**Exercise details:**
Filter the listing so that only lines with the word "error" remain.

··· Data records ···

PR #2946, opened 2024-05-16
Support dependency on taskProvider (among other things)

### LINKED ISSUE #2933: `srcDir` should accept `TaskProvider`
If someone is sourcing protos from an external source, you currently have to wire (heh) directories like this:

```kotlin
schemas {
  get {
    saveTo("./src/main/proto")
    file("squareup/cash/whatever/api.proto")
  }
}

tasks.matching { it.name == "generateCommonMainProtos" }.configureEach {
  dependsOn("getSchemas")
}

wire {
  sourcePath {
    srcDir("src/main/proto")
  }
}
```

This is error prone and counter to Gradle best practices.

In the same way that Kotlin-producing tasks can be added directly as a `srcDir` with which Gradle resolves the `@OutputDirectory`, I should be able to add proto-producing tasks (or rather, `TaskProvider`s) to Wire's `srcDir`.

oldergod:
fixes #2933

### DIFF
--- a/wire-gradle-plugin/src/main/kotlin/com/squareup/wire/gradle/WireExtension.kt
+++ b/wire-gradle-plugin/src/main/kotlin/com/squareup/wire/gradle/WireExtension.kt
@@ -17,9 +17,11 @@ package com.squareup.wire.gradle
 
 import com.squareup.wire.schema.EventListener
 import java.io.File
+import kotlin.LazyThreadSafetyMode.NONE
 import org.gradle.api.Action
 import org.gradle.api.Project
 import org.gradle.api.artifacts.MinimalExternalModuleDependency
+import org.gradle.api.file.ConfigurableFileCollection
 import org.gradle.api.internal.catalog.DelegatingProjectDependency
 import org.gradle.api.internal.file.FileOrUriNotationConverter
 import org.gradle.api.provider.Provider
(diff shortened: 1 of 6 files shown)


staktrace (commented):
Seems reasonable enough. I'm concerned about the change in ABI, though. There could be gradle plugins that are compiled against the old version of wire (with `srcDir(String)`) which will break if used in a build with the new version of wire on the buildscript classpath. It might be better to lave `srcDir` alone and add a new function that takes `Any` so that there's no ABI breakage

oldergod:
I can keep srcDir(string) alongside it

staktrace (approved):
Thanks, LGTM

wire-gradle-plugin/src/main/kotlin/com/squareup/wire/gradle/WireExtension.kt
```diff
@@ -291,11 +293,25 @@ open class WireExtension(
...
+    /**
+     * Adds a set of source. The given paths are evaluated as per [Project.files][org.gradle.api.Project.files].
+     */
+    fun srcDir(fileCollection: Any) {
+      isEmpty = false
+      files.from(fileCollection)
+    }
+
     /** Sets a directory. Example: "src/main/proto". */
+    @Deprecated("Deprecated in favor of 'srcDir(fileCollection)'")
```
JakeWharton, line 314: If you are deprecating this function, seems like the one below it should go as well.

JakeWharton (approved):

wire-gradle-plugin/src/main/kotlin/com/squareup/wire/gradle/WireExtension.kt
```diff
@@ -291,11 +293,25 @@ open class WireExtension(
     /** Calling this will resolve the configuration. */
     internal val roots: Set<File>
       get() = configuration.files + sourceDirectoriesAndLocalJars
+    private val files: ConfigurableFileCollection by lazy(NONE) {
+      val files = project.files()
+      project.dependencies.add(configuration.name, files)
```
martinbonnin, line 298: TIL you could pass a `FileCollection` as a dependency

martinbonnin (approved):
🚀

PR #2957, opened 2024-05-21
Trim leading dots when parsing message/enum/service

oldergod:
Related to https://github.com/square/wire/issues/2927

Not so happy with the... ad-hoc-ness of it all to be honest.

### DIFF
--- a/wire-schema/src/commonTest/kotlin/com/squareup/wire/schema/internal/parser/ProtoParserTest.kt
+++ b/wire-schema/src/commonTest/kotlin/com/squareup/wire/schema/internal/parser/ProtoParserTest.kt
@@ -322,6 +322,19 @@ class ProtoParserTest {
   }
 
   @Test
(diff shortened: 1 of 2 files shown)


wire-schema/src/commonTest/kotlin/com/squareup/wire/schema/internal/parser/ProtoParserTest.kt
```diff
@@ -321,6 +321,19 @@ class ProtoParserTest {
     assertThat(type.documentation).isEqualTo("Test all the things!")
   }
 
+  @Test
+  fun leadingDotsAreNormalized() {
+    val proto = """
+        |message ..package.Message {}
```
swankjesse, line 327: reallly??? Does protoc do this?

swankjesse (approved):

oldergod:
This fix sucks.

PR #2959, opened 2024-05-22
Support very long field names with builders

oldergod:
cc @jpulgarin

### DIFF
--- a/wire-tests/src/jvmKotlinInteropTest/proto-kotlin/com/squareup/wire/protos/kotlin/Percents.kt
+++ b/wire-tests/src/jvmKotlinInteropTest/proto-kotlin/com/squareup/wire/protos/kotlin/Percents.kt
@@ -35,11 +35,25 @@ public class Percents(
   )
   @JvmField
   public val text: String? = null,
+  /**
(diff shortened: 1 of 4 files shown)


wire-tests/src/jvmKotlinInteropTest/proto-kotlin/com/squareup/wire/protos/kotlin/Percents.kt
```diff
@@ -35,11 +35,25 @@ public class Percents(
...
+   * Testing very long field name in builders.
+   */
+  @field:WireField(
+    tag = 2,
+    adapter = "com.squareup.wire.ProtoAdapter#INT32",
+    schemaIndex = 1,
+  )
+  @JvmField
+  public
+      val very_very_long_field_name_placeholder_1_with_very_long_same_placeholder_2_and_different_placeholder_3:
```
Egorand, line 48: Interesting, looks like `public` and `val` on separate lines compiles, but we can probably improve this in KotlinPoet.

Egorand (approved):

PR #2961, opened 2024-05-23
Encoding and JSON support for single unknown enum fields

oldergod:
When an enum has the specific proto3 generated `UNRECOGNIZED` constant and that the value is set to it, the message needs not to send anything on encoding + needs some magic on JSON serialization to replace it by the actual constant tag.

Look at the first commit to see the actual change without the generated code noise.

#2725

### DIFF
--- a/wire-moshi-adapter/src/main/java/com/squareup/wire/MessageJsonAdapter.kt
+++ b/wire-moshi-adapter/src/main/java/com/squareup/wire/MessageJsonAdapter.kt
@@ -73,7 +73,8 @@ internal class MessageJsonAdapter<M : Message<M, B>, B : Message.Builder<M, B>>(
       val index = option / 2
       val fieldBinding = messageAdapter.fieldBindingsArray[index]
 
-      // We peekJson in order to be able to read the value twice if need be.
+      // We peekJson in order to be able to read the value twice if need to access for building
+      // unknown values.
       val peekInput = input.peekJson()
       val value = jsonAdapters[index].fromJson(peekInput)
       val protoAdapter = fieldBinding.adapter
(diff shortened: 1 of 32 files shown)


wire-moshi-adapter/src/main/java/com/squareup/wire/MessageJsonAdapter.kt
```diff
@@ -71,14 +71,28 @@ internal class MessageJsonAdapter<M : Message<M, B>, B : Message.Builder<M, B>>(
...
+        protoAdapter.syntax == Syntax.PROTO_3 &&
+        protoAdapter is EnumAdapter<*>
+      ) {
+        // The tag for this enum's constant is unknown to our runtime. It has been assigned  to
+        // `UNRECOGNIZED(-1)` and we put its actual value in the unknown fields.
+        builder.addUnknownField(fieldBinding.tag, FieldEncoding.VARINT, input.nextInt())
+      } else {
+        // We need to skip it since we passed our peeked Json to the json adapter.
+        input.skipValue()
+      }
```
oldergod, line 90: I have currently no idea how to do that on the Gson side

psymoon (approved):

wire-moshi-adapter/src/main/java/com/squareup/wire/MessageJsonAdapter.kt
```diff
@@ -71,14 +71,28 @@ internal class MessageJsonAdapter<M : Message<M, B>, B : Message.Builder<M, B>>(
         continue
       }
       val index = option / 2
+      val fieldBinding = messageAdapter.fieldBindingsArray[index]
 
-      val value = jsonAdapters[index].fromJson(input)
+      // We peekJson in order to be able to read the value twice if need be.
```
psymoon, line 76:
```suggestion
      // We peekJson in order to be able to read the value twice if need to access for building unknown values.
```

PR #2966, opened 2024-05-24
Add support for parsing extensionRangeOptions

oldergod:
https://protobuf.com/docs/language-spec#extension-ranges

### DIFF
--- a/wire-schema/api/wire-schema.api
+++ b/wire-schema/api/wire-schema.api
@@ -1203,16 +1203,18 @@ public final class com/squareup/wire/schema/internal/parser/ExtendElement {
 }
 
 public final class com/squareup/wire/schema/internal/parser/ExtensionsElement {
-	public fun <init> (Lcom/squareup/wire/schema/Location;Ljava/lang/String;Ljava/util/List;)V
-	public synthetic fun <init> (Lcom/squareup/wire/schema/Location;Ljava/lang/String;Ljava/util/List;ILkotlin/jvm/internal/DefaultConstructorMarker;)V
+	public fun <init> (Lcom/squareup/wire/schema/Location;Ljava/lang/String;Ljava/util/List;Ljava/util/List;)V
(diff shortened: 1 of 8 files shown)


wire-schema/src/jvmTest/kotlin/com/squareup/wire/schema/SchemaTest.kt
```diff
@@ -1010,7 +1010,7 @@ class SchemaTest {
       }
       fail()
     } catch (expected: IllegalStateException) {
-      assertThat(expected).hasMessage("Syntax error in /sourcePath/message.proto:2:17: expected '{'")
+      assertThat(expected).hasMessage("Syntax error in /sourcePath/message.proto:2:17: expected '{' but was 's'")
```
Egorand, line 1013: Nice!

wire-schema/api/wire-schema.api
```diff
@@ -1203,16 +1203,18 @@ public final class com/squareup/wire/schema/internal/parser/ExtendElement {
 }
 
 public final class com/squareup/wire/schema/internal/parser/ExtensionsElement {
-	public fun <init> (Lcom/squareup/wire/schema/Location;Ljava/lang/String;Ljava/util/List;)V
-	public synthetic fun <init> (Lcom/squareup/wire/schema/Location;Ljava/lang/String;Ljava/util/List;ILkotlin/jvm/internal/DefaultConstructorMarker;)V
+	public fun <init> (Lcom/squareup/wire/schema/Location;Ljava/lang/String;Ljava/util/List;Ljava/util/List;)V
```
Egorand, line 1206: Should we be concerned about breaking binary compat?

Egorand (approved):

wire-schema/api/wire-schema.api
oldergod: I'll put that in Wire 5 so I would not say so.

PR #2975, opened 2024-06-05
Support assignment of Java array-types annotations from Kotlin classes

oldergod:


wire-kotlin-generator/src/main/java/com/squareup/wire/kotlin/KotlinGenerator.kt
```diff
@@ -1465,7 +1465,9 @@ class KotlinGenerator private constructor(
   }
 
   private fun List<*>.toArrayFieldInitializer(protoType: ProtoType): CodeBlock = buildCodeBlock {
-    add("[")
+    // We use named parameters so that the call-site compiles when the annotation has been
+    // generated as a Java interface, and not Kotlin.
```
swankjesse, line 1469: 👍🏻

swankjesse (approved):

PR #2991, opened 2024-06-14
Filter extend fields based on the emitting rules

oldergod:
Fixes https://github.com/cashapp/misk/pull/3286

This PR filters extend fields (like options) based on the file they are generated in, looking at their package name. Before that, even if one has multiple targets, the first target would generate all the extend fields, all the time.

### DIFF
--- a/wire-schema/src/commonMain/kotlin/com/squareup/wire/schema/SchemaHandler.kt
+++ b/wire-schema/src/commonMain/kotlin/com/squareup/wire/schema/SchemaHandler.kt
@@ -174,11 +174,15 @@ abstract class SchemaHandler {
       }
     }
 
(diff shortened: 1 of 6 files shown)


wire-schema/src/commonMain/kotlin/com/squareup/wire/schema/SchemaHandler.kt
```diff
@@ -174,12 +174,16 @@ abstract class SchemaHandler {
       }
     }
 
-    // TODO(jwilson): extend emitting rules to support include/exclude of extension fields.
```
adrw, line 177: Nice!

adrw (approved):

swankjesse (approved):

···

**Response to this task:**
This is error prone and counter to Gradle best practices.
-      assertThat(expected).hasMessage("Syntax error in /sourcePath/message.proto:2:17: expected '{'")
+      assertThat(expected).hasMessage("Syntax error in /sourcePath/message.proto:2:17: expected '{' but was 's'")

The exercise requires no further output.